- Born: Alibe Joan Peak 21 December 1935 (age 90) Missouri, United States
- Occupation: Actress;

= Alibe Parsons =

American-British actress (born 1935)

Alibe Parsons (born 21 December 1935) is an actress who has worked in both film and television.

== Early life ==

Born in Missouri, Alibe studied theatre arts and singing in Los Angeles, becoming a talented pianist at the age of 13. This led to appearing on stage and screen as a dancer, notably with the Lester Horton Dancers On 6 March 1954, she married actor John Copage (known for various roles in the Star Trek franchise). They were together for 10 years and had a son, actor Marc Copage (best known as Corey Baker in the sitcom Julia).

== Career ==

After leaving America, Alibe went on to appear in films and act on stage in both Italy and Spain. Arriving in Europe around 1972 with the American Negro Theatre, she decided to settle in London and has remained there since. The actress married her second husband, Derek Lawrence Parsons, in Gibraltar on 1 November 1973.

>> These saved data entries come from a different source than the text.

Issue #944, opened 2020-08-31
Generated Typescript code is not compiling with type checking enabled 


uwemaurer:
The generated typescript code for the GRPC client does not compile when the type checking is enabled.
This change [Disable static checkers on generated js files](https://github.com/grpc/grpc-web/commit/87209cb94bb5047509ce3f993b6d2ec78da7714e) added `//@ts-nocheck` which allows the typescript compiler starting from version 3.7 to accept the code, but with older versions (which ignore this comment option) it fails.

There are two problems in the generated code: The code calls `unaryCall` but this method got removed from the interface `AbstractClientBase` already.
Also it passes `MethodInfo` where `MethodDescriptor` is expected.

Is there a reason why it is like this? Otherwise I suggest to remove this  `//@ts-nocheck`  again and let the generator produce code which passes the type checking.

As an alternative the `index.d.ts` could be updated to correctly declare the methods as they are currently used.

```
   export class AbstractClientBase {
+    /** @deprecated use thenableCall */
+    unaryCall<REQ, RESP> (
+      method: string,
+      request: REQ,
+      metadata: Metadata,
+      methodDescriptor: MethodDescriptor<REQ, RESP> | MethodInfo<REQ, RESP>
+    ): Promise<RESP>;
+
     thenableCall<REQ, RESP> (
       method: string,
       request: REQ,
       metadata: Metadata,
-      methodDescriptor: MethodDescriptor<REQ, RESP>
+      methodDescriptor: MethodDescriptor<REQ, RESP> | MethodInfo<REQ, RESP>
     ): Promise<RESP>;
 
     rpcCall<REQ, RESP> (
       method: string,
       request: REQ,
       metadata: Metadata,
-      methodDescriptor: MethodDescriptor<REQ, RESP>,
+      methodDescriptor: MethodDescriptor<REQ, RESP> | MethodInfo<REQ, RESP>,
       callback: (err: Error, response: RESP) => void
     ): ClientReadableStream<RESP>;
 
@@ -30,7 +38,7 @@
       method: string,
       request: REQ,
       metadata: Metadata,
-      methodDescriptor: MethodDescriptor<REQ, RESP>
+      methodDescriptor: MethodDescriptor<REQ, RESP>  | MethodInfo<REQ, RESP>
     ): ClientReadableStream<RESP>;
   }
```

vladfr:
Also, am I the only one who's having trouble with importing the `REQ` and `RESP` types here?

[...]

PR #1521, opened 2026-01-19
fix-944 - Added unary Call in abstractclientbase.

Vuhag123:
fix-[944](https://github.com/grpc/grpc-web/issues/944) Updates the generated gRPC-Web client to add a typed unaryCall implementation in AbstractClientBase, improving support for Promise-style unary calls. This makes the client more ergonomic for TypeScript usage without changing any existing runtime behavior. It also adjusts the generated constructor types to improve compatibility with generic instantiation patterns.

### DIFF
--- a/javascript/net/grpc/web/generator/grpc_generator.cc
+++ b/javascript/net/grpc/web/generator/grpc_generator.cc
@@ -710,7 +710,7 @@ void PrintTypescriptFile(Printer* printer, const FileDescriptor* file,
           printer->Outdent();
           printer->Print(vars,
                          "}\n"
-                         "return this.client_.thenableCall(\n");
+                         "return this.client_.unaryCall(\n");
           printer->Print(vars,
                          "this.hostname_ +\n"
                          "  '/$package_dot$$service_name$/$method_name$',\n"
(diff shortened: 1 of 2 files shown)


sampajano:
@Vuhag123 Thanks for the change!!

Although, I'm wondering if there's a way to make `unaryCall` to work with type checking?

For context: `thenableCall` was a later addition used to facilitate a migration which later turned out to be unnecessary.. :)

So if we were to keep one between `thenableCall` and `unaryCall`, we should keep the latter — it will help us reduce maintenance cost in the long run.

javascript/net/grpc/web/generator/grpc_generator.cc
```diff
@@ -842,8 +842,8 @@ void PrintProtoDtsMessage(Printer* printer, const Descriptor* desc,
   printer->Print(vars, "export class $class_name$ extends jspb.Message {\n");
   printer->Indent();
 
-  printer->Print(vars, "constructor(opt_data?: $class_name$.AsObject);\n");
-  
+  printer->Print(vars, "constructor();\n" "constructor(opt_data?: $class_name$.AsObject);\n");
```
sampajano, line 845: Curious why is this necessary if the original constructor already is taking an optional argument?

sampajano (approved):
Thanks Vuha! Adding `unaryCall` looks good to me!

Please update PR name and descriptions too 😃

javascript/net/grpc/web/generator/grpc_generator.cc
Vuhag123: Even though the param is optional, TS still treats the constructor as “takes a specific arg”. Some generic code expects to be able to do new T() with no args, so adding the no-arg overload just makes the type more flexible. No runtime change, just smoother TS compatibility

sampajano: Ah i see — so it's for TS usability.

Although for that purpose alone, i believe it would work whether we make this JS change or not.

If you add the default constructor in `.d.ts` file, then it should work with this generated JS code even without this change.

(What i mean is, TS code should not need to read into actual JS implementation — and the default constructor should work with the original code)

Could you try it maybe? Thanks!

On television, she is best known for her regular role in the 1970s BBC drama Gangsters as Sarah Gant. She also had a recurring role in the science fiction series Space: 1999 and an appearance in Doctor Who in the 1986 serial The Trial of a Time Lord (segment: Mindwarp). In 2021, she joined the cast of The Beaker Girls as Flo.

Her other credits include Coronation Street, Bergerac, Lovejoy, Holby City, The Bill, and Waking the Dead.

Her film roles include Game for Vultures (1979), The Bitch (1979), Biggles (1986), and Aliens (1986).

Stage work includes touring for four years with the Royal Shakespeare Company in The Crucible and The Winter's Tale to places such as Poland and performing in Abbey Theatre's production of You Can't Take It with You in Dublin.